# HTML/CSS - Background Image vs. Color?



## OnePostWonder (Feb 18, 2013)

When a very similar color is available, what is the purpose of having a single color background image?

For example, a reputable site using a background image as a default, and a color that is only a few RGB values different as a backup:

WebPlatform

Isn't it faster for the browser to parse the HTML rather than loading the image?  I know on a modern PC it makes little difference, but for people who are using older hardware it would seem to matter more.

Thanks in advance.


----------



## W1zzard (Feb 18, 2013)

the background image has a pattern, not a solid color


----------



## OnePostWonder (Feb 18, 2013)

W1zzard said:


> the background image has a pattern, not a solid color



bg-pattern.png

Wow, I knew they had called the file bg-pattern, but it looked like only one color to me.  I actually stared at that for a bit before I saw it wasn't uniform.

Zooming in in Paint showed more.  Is it some kind of effect to have such small variations in the image?

Also, how were you able to tell?  Good monitor?


----------



## W1zzard (Feb 18, 2013)

good monitor, good eyes, can read filenames

it is a subtle effect but even on sub-optimal monitors it has a visual effect


----------



## Frick (Feb 18, 2013)

I have bad eyes and a bad monitor and even I could see that it was a pattern. It's just a picture that repeats endlessly.


----------



## OnePostWonder (Feb 18, 2013)

W1zzard said:


> good monitor, good eyes, *can read filenames*
> 
> it is a subtle effect but even on sub-optimal monitors it has a visual effect



Tough day at work?



Frick said:


> I have bad eyes and a bad monitor and even I could see that it was a pattern. It's just a picture that repeats endlessly.



Implying what?

I have no way of controlling it, but I would say that without zooming in on the file, a large percentage of people wouldn't be able to see the difference.

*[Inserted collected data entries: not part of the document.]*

PR #339, opened 2024-04-29
feat: navigation bar v2

DiogoSoaress:
## What it solves
Implements the redesigned navigation to accommodate the increased number of navigation items 

## Figma
https://www.figma.com/file/qtXXlwdslAze6yNbLLzIRa/Website-redesign-2.0?type=design&node-id=12520-146768&mode=design&t=QuPtc9HmPismYbq0-0


src/components/common/Footer/index.tsx
```diff
@@ -48,8 +46,6 @@ const ecosystemItems = [
   {
     label: 'Explore',
     href: AppRoutes.ecosystem,
-    target: '_blank',
-    rel: 'noreferrer',
```
iamacook, line 52: Why do we not want to open these in a new window? If necessary, I'd suggest doing this in a separate PR as it is unrelated to the header.

src/components/common/Header/index.tsx
```diff
@@ -1,77 +1,133 @@
...
+                          <Paper className={css.menu}>
+                            <Menu items={items ?? []} onItemClick={closeMobileNavigation} />
+                          </Paper>
+                        </Fade>
+                      )}
+                    </Popper>
+                  </ButtonBase>
+                )}
+              </li>
+            </>
```
iamacook, line 128: I'd suggest moving this to a new component. You then won't need to do any ref magic.

src/components/common/Header/index.tsx
```diff
@@ -1,77 +1,133 @@
...
+                    <AccordionDetails>
+                      <Menu items={items ?? []} onItemClick={closeMobileNavigation} />
+                    </AccordionDetails>
+                  </Accordion>
+                ) : (
+                  // Desktop button
+                  <ButtonBase
+                    className={clsx(css.navButton, css.hideInMobile, { [css.active]: subMenuOpen === category })}
+                    disableRipple
+                    id={`${category}-button`}
```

Well, now I know it's an image.


----------



## GSquadron (Feb 18, 2013)

Difference between an image and a color is that the image will have an alt keyword, which can be indexed by the search engines.
The image is not optimized for CSS, but the color on the other hand is.


----------



## Frick (Feb 18, 2013)

OnePostWonder said:


> Implying what?



Nothing. Just saying.

OR AM I?


----------



## OnePostWonder (Feb 18, 2013)

Frick said:


> Nothing. Just saying.
> 
> OR AM I?



:shadedshu


----------



## Frick (Feb 19, 2013)

Another site, this slightly more noticable and almost headache-inducing:

http://coe.berkeley.edu/engnews/fall02/3S/polarbear.html


----------



## OnePostWonder (Feb 19, 2013)

Frick said:


> Another site, this slightly more noticable and almost headache-inducing:
> 
> http://coe.berkeley.edu/engnews/fall02/3S/polarbear.html



SLIGHTLY?

That background is indeed headache-inducing.


----------



## W1zzard (Feb 19, 2013)

that page is from 2003 .. back then people were proud of such designs


----------



## Frick (Feb 20, 2013)

Slightly related:

http://www.dokimos.org/ajff/

I don't think it's malicious, just ... yeah.


----------



## OnePostWonder (Feb 20, 2013)

Frick said:


> Slightly related:
> 
> http://www.dokimos.org/ajff/
> 
> I don't think it's malicious, just ... yeah.



1. Do I even want to know how you find these sites?

2.  At least they're progressive and accept a (color)spectrum of different sexualities.


----------



## GSquadron (Feb 20, 2013)

I don't know what you are searching for exactly, but here is what I call very good website design:
http://combadi.com
http://82nd-and-fifth.metmuseum.org/

And this is what I call exceptional website design:
http://secure.thameswater.co.uk/waterwisely/index.htm?waterwiselysurl
http://www.puma.com/

I know a lot more, but those are maybe the best


----------



## OnePostWonder (Feb 20, 2013)

Aleksander said:


> I don't know what you are searching for exactly, but here is what I call very good website design:
> http://combadi.com
> http://82nd-and-fifth.metmuseum.org/
> 
> ...



Those websites implement the latest standards very well.


----------